----- Information shown -----

PR #2082, opened 2017-12-04
Tune mbo multi crit

bommert:
Include multi crit tuning with MBO in mlr


R/TuneMultiCritControlMBO.R
```diff
@@ -0,0 +1,67 @@
+#' @export
+#' @param learner [\code{\link{Learner}} | \code{NULL}]\cr
```
jakob-r: These are the same as in TuneControlMBO, right. We should avoid copy & paste. Try to use `@inheritParams` https://cran.r-project.org/web/packages/roxygen2/vignettes/rd.html#do-repeat-yourself

R/TuneMultiCritControlMBO.R
```diff
@@ -0,0 +1,67 @@
...
+#'   Number of objectives, i.e. number of \code{\link{Measure}}s to optimize.
+#' @references Bernd Bischl, Jakob Richter, Jakob Bossek, Daniel Horn, Janek Thomas and Michel Lang; mlrMBO: A Modular Framework for Model-Based Optimization of Expensive Black-Box Functions, Preprint: \url{https://arxiv.org/abs/1703.03373} (2017).
+#' @rdname TuneMultiCritControl
+makeTuneMultiCritControlMBO = function(n.objectives = mbo.control$n.objectives,
+  same.resampling.instance = TRUE, impute.val = NULL,
+  learner = NULL, mbo.control = NULL, tune.threshold = FALSE, tune.threshold.args = list(),
+  continue = FALSE, log.fun = "default", final.dw.perc = NULL, budget = NULL, mbo.keep.result = FALSE,
+  mbo.design = NULL) {
+
+  assertIntegerish(n.objectives, lower = 2L)
```
jakob-r: `assertInt()` for a single intergerish value.

R/tuneMultiCritMBO.R
```diff
@@ -0,0 +1,43 @@
+tuneMultiCritMBO = function(learner, task, resampling, measures, par.set, control,
```
jakob-r: For my taste this is too much copy and paste of `tuneMBO.R`. Can you put those changes in `tuneMBO()` with some if else?

R/tuneMBO.R
```diff
@@ -14,6 +14,11 @@ tuneMBO = function(learner, task, resampling, measures, par.set, control,
   force(opt.path)
   force(show.info)
 
+  if (!is.null(mbo.control$n.objectives)) {
```
jakob-r: put that below and just `if (multicrit) {...}` ?

R/tuneMBO.R
```diff
@@ -23,15 +28,33 @@ tuneMBO = function(learner, task, resampling, measures, par.set, control,
     messagef("Resuming previous MBO run using state in '%s'...", state)
     or = mlrMBO::mboContinue(state)
   } else {
-    or = mlrMBO::mbo(tff, design = control$mbo.design, learner = control$learner, control = mbo.control, show.info = FALSE)
+    or = mlrMBO::mbo(tff, design = control$mbo.design, learner = control$learner,
+      control = mbo.control, show.info = FALSE)
+  }
+
+  if (multicrit) {
+    df = convertListOfRowsToDataFrame(or$pareto.set)
```
jakob-r: That looks strange. First you convert a list into a `df` an in the following line you call `as.list` on each row? Can't you just lapply on `or$pareto.set`?

tests/testthat/test_tune_tuneParamsMultiCrit.R
```diff
@@ -158,4 +186,27 @@ test_that("tuneParamsMultiCrit with resample.fun", {
...
+})
+
+test_that("check n.objectives for MBO multi crit", {
+  lrn =  makeLearner("classif.rpart")
+  rdesc = makeResampleDesc("Holdout")
+  ps = makeParamSet(
+    makeIntegerParam("minsplit", lower = 1, upper = 50)
+  )
+
+  expect_error(makeTuneMultiCritControlMBO(1L))
```
jakob-r: I know the checks `expect_error` are all very unspecific here. Could you improve all of them by writing `expect_error(..., "part of expected error message"`)? That would be very nice. This way we can check if the error is actually the error we are expecting.

R/tuneMBO.R
bommert: I will do if (multicrit) but I think that this check should take place before the actual tuning.
Also, I think now that !is.null(...) is not needed at all. mlrMBO makes sure that n.objectives is an integerish number.

jakob-r:
@berndbischl @larskotthoff 
Any objections against merging?

larskotthoff:
Looks good to me.

jakob-r:
Thanks @bommert ! :raised_hands:

PR #2084, opened 2017-12-04
Removing superfluous print statement

mb706:
This print statement looks like it was left over from some debug session. None of the other filters print anything.


jakob-r:
Thanks

PR #625, opened 2017-10-11
Make updating perms on init optional

mistercrunch:
Whenever we re-deploy Superset at Airbnb, we restart 5 web servers which
all have a set of many Gunicorn workers.

Each one of these workers is a process and inits the FAB app, resulting
in a fair amount of database contention around perms tables, and sometimes ultimately
leading to bad database state as I suspect that the perms merge
operations aren't well transaction-insulated. We've added unique
constraints on the DB preventing that, but that's not a great solution.

This PR adds a flag to AppBuilder allowing to turn off perm updates on
init.

The default behavior stays unchanged though.

Note that I decided to add the condition inside `_add_menu_permissions` and `_add_permissions` as opposed to adding them in the calling methods since they `_add_permissions` is called multiple times and could be called in more places in the future. Adding the flag where perms are applied seemed less brittle. Happy to change it though if needed.

### DIFF
--- a/flask_appbuilder/base.py
+++ b/flask_appbuilder/base.py
@@ -97,7 +97,8 @@ class AppBuilder(object):
                  base_template='appbuilder/baselayout.html',
                  static_folder='static/appbuilder',
                  static_url_path='/appbuilder',
-                 security_manager_class=None):
+                 security_manager_class=None,
+                 update_perms=True):
         """
             AppBuilder constructor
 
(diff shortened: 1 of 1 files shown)


timifasubaa:
LGTM

dpgaspar:
Sorry for the delay, merge and release it ASAP

dpgaspar:
This is out with v1.9.5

-----

> **Assignment**:
Gather each line in these records that contains the string "code".

> **Output of the exercise**:
+#' @param learner [\code{\link{Learner}} | \code{NULL}]\cr
+#'   Number of objectives, i.e. number of \code{\link{Measure}}s to optimize.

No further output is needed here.